Cloudera DataFlow Overview

Learn about key Cloudera DataFlow concepts.

Cloudera DataFlow (CDF) is a CDP Public Cloud service that enables self-serve deployments of Apache NiFi data flows from a central catalog to auto-scaling Kubernetes clusters managed by CDP. Flow deployments can be monitored from a central dashboard with the ability to define KPIs to keep track of critical data flow metrics.

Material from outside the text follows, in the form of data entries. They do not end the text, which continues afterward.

PR #1835, opened 2026-05-18
Fixed last_will_test #5 for Actual and Expected

hurley-matt:
Discussed in the forums [here].

[here]: https://forum.exercism.org/t/fixed-last-will-test/51845

### DIFF
--- a/exercises/concept/last-will/last_will_test.rb
+++ b/exercises/concept/last-will/last_will_test.rb
@@ -36,6 +36,6 @@ class LastWillTest < Minitest::Test
 
   def test_code_fragments_fit
     # skip
-    assert_equal ::EstateExecutor.assemble_code, 1_925_550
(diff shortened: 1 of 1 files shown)


exercises/concept/last-will/last_will_test.rb
```diff
@@ -36,6 +36,6 @@ def test_code_fragment_number_assembly_method_in_correct_namespace
 
   def test_code_fragments_fit
     # skip
-    assert_equal ::EstateExecutor.assemble_code, 1_925_550
+    assert_equal 3253, ::EstateExecutor.assemble_code
```
kotp, line 39: Definitely is in the right order... expected and actual in that order.

More to "fixup" in the semantics of the test.

Since it is already here, would you like to fix the rest as well?

VaiaPatta1985 (commented):
This PR changes the expected answer of the last test to an incorrect value, and should not be merged.

PR #1841, opened 2026-06-22
test: correct assert_equal argument order in last_will tests

Lemmah:
Discussed in forums [here:](http://forum.exercism.org/t/fixed-last-will-test/51845/15)

## Summary

This PR updates the `last_will` exercise tests to follow the standard Minitest convention of passing arguments to `assert_equal` as:

```ruby
assert_equal expected, actual
```

instead of:

```ruby
assert_equal actual, expected
```

## Why?

While both forms produce the same pass/fail result, reversing the arguments causes failure output to be misleading.

For example, when a learner's implementation returns `677` instead of the expected `67`, the current tests report:

```
Expected: 677
  Actual: 67
```

which inverts the intended meaning and can make debugging more difficult.

After this change, the same failure is reported as:

```
Expected: 67
  Actual: 677
```

which aligns with standard Minitest behavior and clearly communicates what the implementation should have returned.

## Changes

* Reordered arguments in all `assert_equal` assertions to use `expected, actual`.
* No behavioral changes to the tests themselves.
* Improves readability and debugging experience for learners.

## Impact

This change does not affect test outcomes. It only improves the clarity of failure messages when assertions fail.

### DIFF
--- a/exercises/concept/last-will/last_will_test.rb
+++ b/exercises/concept/last-will/last_will_test.rb
@@ -3,39 +3,38 @@ require_relative 'last_will'
 
 class LastWillTest < Minitest::Test
   def test_family_secrets_unaltered
-    # skip
-    assert_equal ::Zhang.bank_number_part(1), 8_541
-    assert_equal ::Zhang.bank_number_part(3), 8_541 * 3 % 10_000
-    assert_equal ::Khan.bank_number_part(1), 4_142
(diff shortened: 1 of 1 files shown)


kotp (approved):

kotp:
Thank you for the fix.  It is sent in and does not invalidate current exercises.

You will want to check the forums, in case work is happening (such as the test generators) so that conflicting work is not done for no good reason.

I appreciate the contribution!

PR #1849, opened 2026-08-02
Fix: Transpose - must skip only first test

kotp:
Only the first test should be skipped when delivered to the student.

fixes: 1846


IsaacG (approved):

IsaacG:
Was this generated with the test generator? Does the test generator need fixing?

PR #510, opened 2022-09-21
Convert Dashboard API endpoints to use ClickHouse

roborourke:
Fixes https://github.com/humanmade/altis-accelerate/issues/70

### DIFF
--- a/inc/api/namespace.php
+++ b/inc/api/namespace.php
@@ -360,6 +360,10 @@ function get_graph_data( $start, $end, $resolution = 'day', ?Filter $filter = nu
 		$query['aggs'][ $name ] = $agg_options['aggregation'];
 	}
 
+	// Build SQL query.
+	$query = $wpdb->prepare();
+
+
 	$key = sprintf( 'analytics:stats:%s', sha1( serialize( $query ) ) );
 	$cache = wp_cache_get( $key, 'altis' );
 	if ( $cache ) {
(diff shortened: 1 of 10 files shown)


inc/api/namespace.php
```diff
@@ -1024,81 +809,84 @@ function get_post_diff_data( array $post_ids, $start, $end, $resolution = '1d' )
...
-			$res = Utils\query( $query, [
-				'preference' => __FUNCTION__,
-			] );
+	// Generate fields for histogram of current date range.
+	$buckets = [];
+	$bucket_start = $start;
+	while ( $bucket_start < $end ) {
+		$bucket_end = strtotime( "+{$resolution}", $bucket_start );
+		$buckets[ $bucket_start ] = sprintf(
+			'uniqCombined64If(endpoint_id, event_timestamp >= toDateTime64(%1$d,3) AND event_timestamp < toDateTime64(%2$d,3)) as `%1$d`',
```
shadyvb, line 838: This looks a bit weird, particularly the last `as` bit:
```
as `%1$d`
```

shadyvb (approved):
LGTM, with one little observation which might be okay.

inc/api/namespace.php
```diff
@@ -223,285 +205,146 @@ function get_query( array $events, int $start, int $end, array $aggs, ?Filter $f
...
+			count() as views,
+			-- uniques
+			uniqCombined64(endpoint_id) as uniques,
+			-- returning
+			uniqCombined64If(endpoint_id, endpoint_metrics['sessions'] > 1) as returning,
+			-- bounce
+			uniqCombined64If(endpoint_id, endpoint_metrics['pageViews'] < 2) as bounce
+		FROM analytics
+		WHERE
+			attributes['blogId'] = %s
```
rmccue, line 232: Does Clickhouse support parameterised queries? That'd be better than building a raw query

roborourke: Appears so, wasn't aware of that feature https://clickhouse.com/docs/en/interfaces/http/#cli-queries-with-parameters

inc/api/namespace.php
roborourke: I'm naming the field selected as the timestamp for the start of the histogram bucket, makes the post-processing very minimal.

inc/api/namespace.php
roborourke: @rmccue I'll do a follow up to parameterise the queries.

PR #512, opened 2022-09-22
Respect the cached value for audience config even if it's empty

johnbillion:
On a site with no audiences configured, Query Monitor reports a duplicate database query coming from the aws-analytics module. This is because the cached value for a site with no audience data is an empty array, therefore the cache check in `get_audience_config()` isn't satisfied because it evaluates to false.

```
> composer server cli -- cache get 'audiences' 'altis.analytics'
array (
)
```

By changing this to a check for `is_array()` the empty cached value is respected.

As a follow-up, the `Altis\Analytics\Preview\get_script_data()` function does not use any caching, but it probably should.


roborourke (approved):
Thanks!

CDF eliminates the operational overhead that is typically associated with running Apache NiFi clusters and allows users to fully focus on developing data flows and ensuring they meet business SLAs.

Key Concepts

Flow definition
A flow definition represents data flow logic which was developed in Apache NiFi and exported by using the Download Flow Definition action on a NiFi process group or the root canvas. Flow definitions typically leverage parameterization to make them portable between different environments such as development or production NiFi environments.
To run one of your existing NiFi data flows in CDF you have to export it as a flow definition and upload it to the CDF catalog.
Catalog
The CDF Catalog is one of three main pages on the CDF UI. The catalog is where your flow definitions are stored and where you manage the CDF flow definition lifecycle from import to versioning, and deletion. The catalog is also where users can initiate new deployments from.
Flow deployment
When you initiate the flow deployment process from the CDF catalog, the deployment wizard helps you turn a flow definition into a flow deployment which is processing data. Using the deployment wizard, you supply configuration parameters, auto-scaling settings and KPI definitions for your flow deployment.
For each flow deployment, CDF creates a dedicated, auto-scaling NiFi cluster on the shared Kubernetes resources in an environment. Flow deployments can therefore scale independently from each other, allowing users to isolate flow deployments from each other and assign resources to deployments as needed.
You can assign KPIs to flow deployments, monitor them in the CDF Dashboard and manage their lifecycle through the Deployment Manager.
Deployment manager
The Deployment Manager allows you to access the NiFi canvas of your flow deployments as well as terminate them. Click the Manage Deployment link in the deployment details pane to get to the Deployment Manager.
KPIs
KPIs (Key Performance Indicators) are a critical monitoring tool introduced in CDF to provide a real-time view into your dataflow performance.
You can use Key Performance Indicators (KPIs) to monitor critical parts of your NiFi deployments on the central monitoring dashboard. You do not need to drill deep into the NiFi dataflow and find the metric to monitor it in NiFi. You can also choose to create alerts for your KPIs in Cloudera DataFlow.
Apache NiFi has multiple metrics to monitor the different statistics of the system such as memory usage, CPU usage, data flow statistics and so on. KPIs are representations of those metrics for a NiFi component in Cloudera DataFlow.
Dashboard
The Dashboard is the central monitoring component within CDF showing all flow deployments across environments at a glance. For each flow deployment you can open the deployment details pane which shows you KPIs you have defined, system metrics as well as system events and alerts.
Environments
CDF works in the context of CDP environments. You can enable DataFlow for any AWS environment you have registered with CDP. The enablement process creates the Kubernetes infrastructure required by CDF and each environment maps to one Kubernetes cluster.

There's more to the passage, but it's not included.